I need every line of the material below that includes the string "then".
========
PR #8817, opened 2023-07-11
Add support for node pools to the report script

fvaleri:
Tested on bash 5 and bash 4 (the older is what we document).
I also ran the script with and without NodePools and also the experimental KRaft mode.
Added a check on bash version.

### DIFF
--- a/tools/report.sh
+++ b/tools/report.sh
@@ -5,7 +5,7 @@ if [[ $(uname -s) == "Darwin" ]]; then
   alias echo="gecho"; alias grep="ggrep"; alias sed="gsed"; alias date="gdate"
 fi
 
-{ # this ensures the entire script is downloaded #
+{ # this ensures that the entire script is downloaded #
 NAMESPACE=""
 CLUSTER=""
 BRIDGE=""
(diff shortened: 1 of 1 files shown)


scholzj (approved):
LGTM. And seems to work fine on MacOS. Thanks for the PR @fvaleri!

ppatierno:
Not related with these changes, but should we remove the `statefulsets` from the list of resources? As per 0.35.0 release we don't have support for them anymore.

ppatierno:
Still not related to these changes but if I try with a not existing namespace, this code seems not working:

```shell
if [[ $($KUBE_CLIENT get ns "$NAMESPACE" &>/dev/null) == "1" ]]; then
  error "Namespace $NAMESPACE not found! Exiting"
fi
```

Good namespace but wrong cluster name works as expected instead.

scholzj:
> Not related with these changes, but should we remove the statefulsets from the list of resources? As per 0.35.0 release we don't have support for them anymore.

We do not version this script. So it will be used wth older versions as well. So I would keep the StatefulSets for few more releases.

> Still not related to these changes but if I try with a not existing namespace, this code seems not working

This seems to be in the original code as well. So not sure we want to fix it in this PR. But I also get errors about a non-existent Kafka cluster and not about a non-existing namespace.

ppatierno (approved):
LGTM.

ppatierno:
> @ppatierno this is an easy fix, let me push it. Thanks for raising.

Thanks! Tried and works ;-)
========
= TASK OUTPUT =
@@ -5,7 +5,7 @@ if [[ $(uname -s) == "Darwin" ]]; then
if [[ $($KUBE_CLIENT get ns "$NAMESPACE" &>/dev/null) == "1" ]]; then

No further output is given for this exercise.